TuS Eintracht Overberge – Lüner SV (Sa. 17.45 Uhr)
Auf dem Papier die leichteste Augabe zu bewältigen hat am Samstag Overberge. Eine Sieg soll her, eine Niederlage wie im Hinspiel gegen den Tabellenletzten wäre jedenfalls eine Überraschung – und die will man vor eigenem Publikum und zudem am letzten Spieltag unter allen Umständen vermeiden. Bis auf Torhüter Wrenger kann TuS-Spielertrainer Karsten Rockel „volle Kapelle'“ aufbieten. „Wir haben noch einmal gut trainiert“, so Rockel, „und wir sind motiviert.“

SuS Oberaden II – VfL Kamen (Sa. 17.45 Uhr)
Als letzte Bewährung wertet Oberaden-Coach Sascha Rau die Heimaufgabe gegen den VfL. Die Meisterschaft ist längst „eingetütet“, aber nach den Eindrücken aus dem Hinspiel habe man sich da „trotz des Sieges zu billig verkauft.“ Noch einmal konzentriert soll die Aufgabe angegangen werden, besser als zuletzt in Lünen und ein Sieg zum Abschluss soll her. Da hat sein VfL-Kollege Tobias Goeke natürlich seine Einwände, möchte zum Abschluss noch die zwei Punkte einfahren, für sich persönlich  zum Abschluss und für den VfL. Er muss auf Mohr, Sutmeier, Schuster und Jagusch verzichten. Sascha Rau kann Bestbesetzung aufbieten. Für die neue Saison stehen die Neuzugänge Weber (Altenbögge), Meier (TuRa) und Heinz (ASV Hamm) fest.

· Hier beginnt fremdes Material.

PR #124, opened 2018-08-02
Fix build issue on Windows, add linking library for test_plugins

johnsonshih:


mikaelarguedas:
@johnsonshih do you have the exact error message when trying to build the code as is ?

The current change seems to be overlinking as the test doesnt use any boost symbols. Can you check if #125 fixes the issue you are facing ?

johnsonshih:
Yes, #125 is a better change, please use that one, I'll close this PR.

PR #125, opened 2018-08-06
link test_plugins against class_loader for windows compilation

mikaelarguedas:
`test_plugins` needs to be able to register classes with class_loader so needs to link against it.

Replaces #124


mikaelarguedas:
Thanks @johnsonshih for the original report and patch!

PR #132, opened 2018-12-03
adding ament_package() to test_pluginlib

mlautman:
Without this change sourcing your environment gives you the following output:

```
not found: "/home/mike/ws_ros2/install/test_pluginlib/share/test_pluginlib/local_setup.sh"
not found: "/home/mike/ws_ros2/install/test_pluginlib/share/test_pluginlib/local_setup.bash"
```

### DIFF
--- a/test_pluginlib/CMakeLists.txt
+++ b/test_pluginlib/CMakeLists.txt
@@ -37,3 +37,5 @@ if(BUILD_TESTING)
     target_compile_definitions(${PROJECT_NAME}_utest PUBLIC "PLUGINLIB__DISABLE_BOOST_FUNCTIONS")
   endif()
 endif()
+
+ament_package()


mjcarroll (approved):

dirk-thomas:
While this patch fixes the symptom it should be changed. The `test_pluginlib` only exists for unit tests and shouldn't install anything - e.g. not have a Debian package and not appear in `ros2 pkg list`.

nuclearsandwich:
These packages are properly ignored by bloom and not released into Crystal debs https://github.com/ros2-gbp/pluginlib-release/blob/dae90d5d995b7db85c79c60c3e3e92a9f3319865/crystal.ignored

dirk-thomas:
> These packages are properly ignored by bloom and not released into Crystal debs

Correct, I was mainly describing the desired end state. The problem still exists in from-source builds.

PR #130, opened 2018-10-25
Ros2 reorganize tests

mjcarroll:
This will replace Mikael's rework in #94.

This has the addition of a `test_pluginlib_fixture` package to exercise the full extent of `pluginlib`.

PR #134, opened 2018-12-10
Collapse testing back into pluginlib package.

mjcarroll:
Merges testing back into the pluginlib package.

Depends on ros2/tinyxml2_vendor#3


mjcarroll:
* Linux [Build Status](http://ci.ros2.org/job/ci_linux/5846/)
* Linux-aarch64 [Build Status](http://ci.ros2.org/job/ci_linux-aarch64/2410/)
* macOS [Build Status](http://ci.ros2.org/job/ci_osx/4842/)
* Windows [Build Status](http://ci.ros2.org/job/ci_windows/5744/)

mjcarroll:
* Linux [Build Status](http://ci.ros2.org/job/ci_linux/5847/)
* Linux-aarch64 [Build Status](http://ci.ros2.org/job/ci_linux-aarch64/2411/)
* macOS [Build Status](http://ci.ros2.org/job/ci_osx/4843/)
* Windows [Build Status](http://ci.ros2.org/job/ci_windows/5745/)

mjcarroll:
* Linux [Build Status](http://ci.ros2.org/job/ci_linux/5848/)
* Linux-aarch64 [Build Status](http://ci.ros2.org/job/ci_linux-aarch64/2412/)
* macOS [Build Status](http://ci.ros2.org/job/ci_osx/4844/)
* Windows [Build Status](http://ci.ros2.org/job/ci_windows/5746/)

mjcarroll:
* Linux [Build Status](http://ci.ros2.org/job/ci_linux/5850/)
* Linux-aarch64 [Build Status](http://ci.ros2.org/job/ci_linux-aarch64/2414/)
* macOS [Build Status](http://ci.ros2.org/job/ci_osx/4846/)
* Windows [Build Status](http://ci.ros2.org/job/ci_windows/5748/)

pluginlib/CMakeLists.txt
```diff
@@ -30,47 +30,96 @@ install(
...
+  target_compile_definitions(test_plugins PUBLIC "PLUGINLIB__DISABLE_BOOST_FUNCTIONS")
+  target_compile_definitions(test_plugins PRIVATE "TEST_PLUGINLIB_FIXTURE_BUILDING_LIBRARY")
+  target_include_directories(test_plugins
+      PUBLIC
+      include
+      test/include
+      ${ament_index_cpp_INCLUDE_DIRS}
+      ${class_loader_INCLUDE_DIRS}
+      ${rcutils_INCLUDE_DIRS}
+      ${TinyXML2_INCLUDE_DIRS}
```
dirk-thomas: For ROS 2 packages you could use `ament_target_dependencies` to add include directories, libraries etc. to each target.

pluginlib/test/package.xml
```diff
@@ -1,14 +1,18 @@
 <?xml version="1.0"?>
```
dirk-thomas: Assuming this manifest file is only used for testing and to find the plugin I would suggest to remove most of its content: dummy name, dummy version, specific description, no authors, dependencies, etc.

pluginlib/CMakeLists.txt
```diff
@@ -30,47 +30,96 @@ install(
...
+    )
+
+  # The $<$<CONFIG:Debug>:> prevents MSVC from making Release/Debug dirs.
```
dirk-thomas: Does this work for all build types?

nuclearsandwich (commented):
I tested this on Xenial and the pluginlib tests ran without issue.

I am somewhat concerned that the fixture package.xml could be picked up by some tools (not colcon, clearly as the build did not fail) as part of a valid package all its own. Since the file is copied out during the test phase this could be mitigated by naming the source file something like fixture_package.xml instead.

I liked the acceptance tests when they were introduced as a top-level package in https://github.com/ros/pluginlib/pull/130 but I'm not sure if it's worth the CMake hoops here to have them.

dirk-thomas:
> I am somewhat concerned that the fixture package.xml could be picked up by some tools

The spec forbids nesting of packages so that shouldn't be a problem with compliant tools.

nuclearsandwich:
> > 
> 
> The spec forbids nesting of packages so that shouldn't be a problem with compliant tools.

No more `find -name package.xml` for me :sob:

mjcarroll:
I will do as you suggest and change the name, so it won't be picked up by simple searches in the source space, at least, but it's good to know that it shouldn't choke any of the tooling.

mjcarroll:
Nevermind on renaming, because CMake doesn't support it on `file(COPY` or `file(INSTALL`, it will remain package.xml.

New CI:
* Linux [Build Status](http://ci.ros2.org/job/ci_linux/5861/)
* Linux-aarch64 [Build Status](http://ci.ros2.org/job/ci_linux-aarch64/2417/)
* macOS [Build Status](http://ci.ros2.org/job/ci_osx/4849/)
* Windows [Build Status](http://ci.ros2.org/job/ci_windows/5751/)

dirk-thomas:
> CMake doesn't support it on `file(COPY` or `file(INSTALL`, it will remain package.xml.

`configure_file (... COPY_ONLY)` might be an option.

pluginlib/CMakeLists.txt
mjcarroll: Tested on Windows and Linux with `CMAKE_BUILD_TYPE=Debug` and `CMAKE_BUILD_TYPE=Release`

My understanding is that the generator function should always evaluate empty, regardless of the build configuration.  I added some documentation above it as well as where I got it from.

mjcarroll:
* Linux [Build Status](http://ci.ros2.org/job/ci_linux/5864/)
* Linux-aarch64 [Build Status](http://ci.ros2.org/job/ci_linux-aarch64/2420/)
* macOS [Build Status](http://ci.ros2.org/job/ci_osx/4852/)
* Windows [Build Status](http://ci.ros2.org/job/ci_windows/5754/)

mjcarroll:
Just realized I had some vestigial debug output that needed to be removed.

nuclearsandwich (approved):
:+1: :bowing_man:

nuclearsandwich:
This needs ros2/tinyxml2_vendor#3 before merging

dirk-thomas (approved):

pluginlib/CMakeLists.txt
```diff
@@ -30,47 +30,85 @@ install(
...
+  )
+  if(TARGET ${PROJECT_NAME}_utest)
+    ament_target_dependencies(
+      ${PROJECT_NAME}_utest
+      class_loader
+      ament_index_cpp
+      rcutils
+      TinyXML2
+    )
+    target_link_libraries(${PROJECT_NAME}_utest ${TinyXML2_LIBRARIES})
```
sloretz, line 103: Nit, I think `ament_target_dependencies(... TinyXML2)` above does this already.

https://github.com/ament/ament_cmake/blob/2d65d41e047e203cd0531df9b0987d8aaea7d6ca/ament_cmake_target_dependencies/cmake/ament_target_dependencies.cmake#L55-L56

mjcarroll: Correct, this was an accident.  Thanks!

PR #138, opened 2019-01-02
Fix dev build dep on TinyXML2

mjcarroll:
Tests weren't properly depending on tinyxml2_vendor.

### DIFF
--- a/pluginlib/CMakeLists.txt
+++ b/pluginlib/CMakeLists.txt
@@ -86,6 +86,7 @@ if(BUILD_TESTING)
       class_loader
       ament_index_cpp
       rcutils
+      tinyxml2_vendor
       TinyXML2
     )
     target_compile_definitions(${PROJECT_NAME}_unique_ptr_test PUBLIC "PLUGINLIB__DISABLE_BOOST_FUNCTIONS")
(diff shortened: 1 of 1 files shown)


nuclearsandwich:
Was this causing specific errors somewhere?

mjcarroll:
Yes, on Windows, if I recall correctly, if you didn't depend on tinyxml2_vendor, then TinyXML2 wouldn't be found.

nuclearsandwich:
@mjcarroll it seems like we haven't actually needed this change for our Windows builds nor have I seen any user reports about it.

At first I was hoping to avoid explicit dependencies on our vendor packages but without this patch we're basically just "getting lucky" with TinyXML2 being available prior to finding tinyxml2_vendor. So let's get CI sorted and get this merged.

nuclearsandwich:
>  So let's get CI sorted and get this merged.

We dropped Travis from the ROS 2 branch in #142. The Travis CI failure is invalid and can be ignored.

mjcarroll:
Do you want me to rebase?

nuclearsandwich:
> Do you want me to rebase?

The PR will get squash-merged and there aren't any current conflicts. As long as we use the branch feature on ci.ros2.org this branch will be merged into the ros2 one for CI. But it can't hurt.

PR #140, opened 2019-01-12
strip 'lib' prefix when loading library on Windows

kejxu:
Windows does not add `lib` prefix to libary name, if 
```
std::string library_path = getClassLibraryPathFromLibraryName(library_name, it->second.package_);
```
fails to find the library path, remove the prefix and try again

this code change does not alter existing logic on Linux

### DIFF
--- a/pluginlib/CMakeLists.txt
+++ b/pluginlib/CMakeLists.txt
@@ -16,6 +16,11 @@ if(CATKIN_ENABLE_TESTING)
 
   add_library(test_plugins EXCLUDE_FROM_ALL SHARED test/test_plugins.cpp)
   target_link_libraries(test_plugins ${class_loader_LIBRARIES})
+  if(WIN32)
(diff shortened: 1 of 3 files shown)


seanyen:
cc @nuclearsandwich

nuclearsandwich:
@ros-pull-request-builder retest this please.

nuclearsandwich:
@seanyen, @kejxu  because this PR adds the new function to a public interface `getClassLibraryPathFromLibraryName` it breaks C++ ABI compatibility which we don't wish to do for melodic.

Our options then become 

1. Targeting the change at noetic-devel only.
2. Targeting the change at noetic-devel and creating a backportable version which doesn't add to the public interface.
3. Refactoring the PR not to affect the public interface and targeting melodic-devel (which will be incorporated into noetic-devel).

I'm tempted toward 3 mostly because I don't see a strong utility in the split functions but I am open to input.

seanyen:
@nuclearsandwich Thanks for the feedback! I will be looking into options to not break the ABI.

PR #595, opened 2026-08-11
fix: make updateVEX author-aware to prevent overwriting external VEX

h30s:
## Overview
This PR addresses the issue where `updateVEX` unconditionally reset the status and justification of every single statement in an `OpenVulnerabilityExchangeContainer` during a scan update. This previous behavior would corrupt any externally ingested VEX documents (e.g., from Red Hat or Chainguard) on the very next scan since it blindly assumed all statements were created by the local scanner.

**Fix**: Modified `createVEX` and `updateVEX` to be author-aware. Statements generated by the local scanner are now assigned an explicitly namespaced ID (`https://kubescape.io/vex/statement/...`). The loops in `updateVEX` now check for the presence of an external ID before applying resets or modifications, leaving externally injected assertions fully intact.

## Additional Information
Legacy statements that do not have an ID assigned (created prior to this change) continue to be treated as locally-generated statements, ensuring backward compatibility.

## How to Test
1. Run local package tests for the repositories package: `go test -v ./repositories`
2. Create an `OpenVulnerabilityExchangeContainer` and manually inject a statement that does not carry the `https://kubescape.io/` prefix in its ID.
3. Run a new scan targeting the same container.
4. Verify that the manually injected statement is completely unaltered, while other local statements are successfully updated according to the new scanner output.

## Examples/Screenshots
N/A

## Related issues/PRs:
* Resolved #594

## Checklist before requesting a review
- [x] My code follows the style guidelines of this project
- [x] I have commented on my code, particularly in hard-to-understand areas
- [x] I have performed a self-review of my code
- [x] If it is a core feature, I have added thorough tests.
- [x] New and existing unit tests pass locally with my changes

## Summary by CodeRabbit

* **Bug Fixes**
  * VEX statements generated by scanning now use consistent identifiers tied to vulnerability and artifact details.
  * Externally authored VEX statements and their metadata are preserved during status updates, ignores, normalization, and resets.
  * Legacy local statements continue to be reset with the expected status and justification.

PR #633, opened 2026-08-11
fix(repositories): do not let an external VEX statement suppress our own

### LINKED ISSUE #632: an external VEX statement suppresses kubescape's own assessment of that vulnerability
#595 made `updateVEX` leave externally authored statements alone, and the reset loop says so plainly:

```go
// Only reset statements generated by the local scanner.
// External statements with their own ID are left intact.
if !isLocalStatement(vexDoc.Statements[i].ID) {
	continue
}
```

the guard went on the three places that modify a statement, but not on the two that decide whether to append one:

```go
for _, v := range cve.Content.Matches {
	found := false
	for _, s := range vexDoc.Statements {
		if s.Vulnerability.Name != v.Vulnerability.ID {
			continue
		}
		...
		if v.Artifact.PURL == s.Products[0].Subcomponents[0].ID {
			found = true
```

so an external statement counts as "we already have this one". if an external feed has a statement for a vulnerability and package that kubevuln also found, kubevuln does not add its own statement for it.

that is more than not overwriting. every step that maintains an assessment is local-only, so with no local statement to work on:

- `markRelevantVulnerabilitiesAsAffectedInVex` skips it, so it is never marked affected even when relevancy says the package is loaded
- `markIgnoredVulnerabilitiesInVex` skips it, so a SecurityException on it is not reflected
- the reset loop skips it

the vulnerability ends up in the document with only the external author's view and no kubescape assessment at all, which is the opposite of what a consumer merging the two would expect. one external statement silently removes a finding from kubescape's output.

reproducing it on `testdata/nginx-cve.json`: run `StoreVEX`, take one statement kubevuln generated, replace it with an external statement covering the same vulnerability and package, run `StoreVEX` again. the external statement survives, and no local statement for that pair comes back.

guarding the two dedup loops the same way as the other three sites is enough. it also makes the `Products[0].Subcomponents[0]` indexing right rather than lucky: statements kubevuln builds always have exactly one product and one subcomponent, while an external statement can list many and would be compared on its first only.

version: main (cb4aa30), follow-up to #595

AnshulPatil2005:
## Overview

#595 put `isLocalStatement` on the three places in `updateVEX` that modify a statement, but not on the two that decide whether to append one. so an external statement counted as "we already have this", and kubevuln skipped adding its own statement for a vulnerability an external feed happened to cover.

Soester TV 2 – HC TuRa Bergkamen 2 (Sa. 19 Uhr)
Krasser Außenseiter ist die TuRa-Reserve beim Tabellenzweiten. „Aber“, so sagt Coach Niklas Domanki, „wir wollen uns so teuer wie möglich verkaufen.“ Im Hinspiel hielt sich seine Truppe achtbar und das gilt es zu wiederholen. Brandt und N. Tecklenborg werden ausfallen. „Das letzte Saisonspiel, wir sehnen das Saisonende herbei.“

TuS Jahn Dellwig – TV Ennigerloh (So. 17 Uhr)
Das Minimalziel, der Klassenerhalt, ist erreicht. Jetzt möchte man in Dellwig noch einen versöhnlichen Saisonabschluss einer nicht so befriedigenden Saison hinlegen. „Wir sind froh, wenn es zu Ende geht“, gesteht TuS-Trainer Boris Heinemann. Er verlangt von seiner Mannchaft noch einmal eine stimmige Einstellung. Im Hinspiel kassierte man eine ärgerliche Niederlage, haderte mit vielen strittigen Schiri-Entscheidungen. Personelle Ausfälle sind nicht zu erwarten.

Bild: Mit einem Sieg gegen den VfL will sich Meister SuS Oberaden II standesgemäß aus der Saison verabschieden.